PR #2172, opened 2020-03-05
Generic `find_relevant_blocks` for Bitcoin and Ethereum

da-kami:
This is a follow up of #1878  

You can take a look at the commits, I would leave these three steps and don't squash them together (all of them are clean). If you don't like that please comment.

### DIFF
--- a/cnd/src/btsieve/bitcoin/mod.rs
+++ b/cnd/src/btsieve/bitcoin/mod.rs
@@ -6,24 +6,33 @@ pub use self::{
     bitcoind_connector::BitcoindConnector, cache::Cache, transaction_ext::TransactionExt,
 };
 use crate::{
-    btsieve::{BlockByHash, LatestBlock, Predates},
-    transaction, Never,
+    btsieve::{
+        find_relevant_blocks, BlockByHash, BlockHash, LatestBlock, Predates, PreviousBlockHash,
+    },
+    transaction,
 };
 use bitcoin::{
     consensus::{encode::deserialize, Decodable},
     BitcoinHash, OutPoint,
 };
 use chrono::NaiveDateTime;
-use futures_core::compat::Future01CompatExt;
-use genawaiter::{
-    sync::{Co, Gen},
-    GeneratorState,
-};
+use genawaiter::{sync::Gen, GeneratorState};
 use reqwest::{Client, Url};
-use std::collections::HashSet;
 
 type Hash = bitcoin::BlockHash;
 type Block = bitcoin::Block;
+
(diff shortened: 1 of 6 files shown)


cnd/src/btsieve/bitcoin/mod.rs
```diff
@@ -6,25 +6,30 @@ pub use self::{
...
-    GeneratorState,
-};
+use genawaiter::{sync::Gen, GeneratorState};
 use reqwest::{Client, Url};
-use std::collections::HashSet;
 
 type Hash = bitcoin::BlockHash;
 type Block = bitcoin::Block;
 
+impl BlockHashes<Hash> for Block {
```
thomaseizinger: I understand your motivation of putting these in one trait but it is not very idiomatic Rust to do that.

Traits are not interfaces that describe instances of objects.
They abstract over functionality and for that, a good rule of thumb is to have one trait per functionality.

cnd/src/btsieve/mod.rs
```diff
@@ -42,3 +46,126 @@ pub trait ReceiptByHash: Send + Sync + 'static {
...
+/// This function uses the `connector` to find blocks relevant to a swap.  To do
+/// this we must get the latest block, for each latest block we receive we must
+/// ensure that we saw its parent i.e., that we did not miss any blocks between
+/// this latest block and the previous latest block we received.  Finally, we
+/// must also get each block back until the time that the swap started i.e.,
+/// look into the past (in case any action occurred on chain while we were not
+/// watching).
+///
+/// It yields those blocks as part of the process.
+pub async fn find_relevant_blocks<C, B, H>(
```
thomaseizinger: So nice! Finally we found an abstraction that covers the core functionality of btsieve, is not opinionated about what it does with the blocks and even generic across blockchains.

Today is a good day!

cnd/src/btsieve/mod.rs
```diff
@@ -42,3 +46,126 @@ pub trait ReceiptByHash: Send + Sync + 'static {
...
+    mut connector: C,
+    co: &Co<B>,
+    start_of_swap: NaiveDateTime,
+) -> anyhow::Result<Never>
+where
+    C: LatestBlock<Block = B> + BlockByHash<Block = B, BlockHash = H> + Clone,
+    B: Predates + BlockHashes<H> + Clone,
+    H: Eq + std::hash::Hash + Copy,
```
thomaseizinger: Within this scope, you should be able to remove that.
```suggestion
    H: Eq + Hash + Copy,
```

WHAT YOU HAVE TO DO —
Using the data above, work out how many lines include the word "BlockHashes" and give only that number.

ANSWER BELOW —
2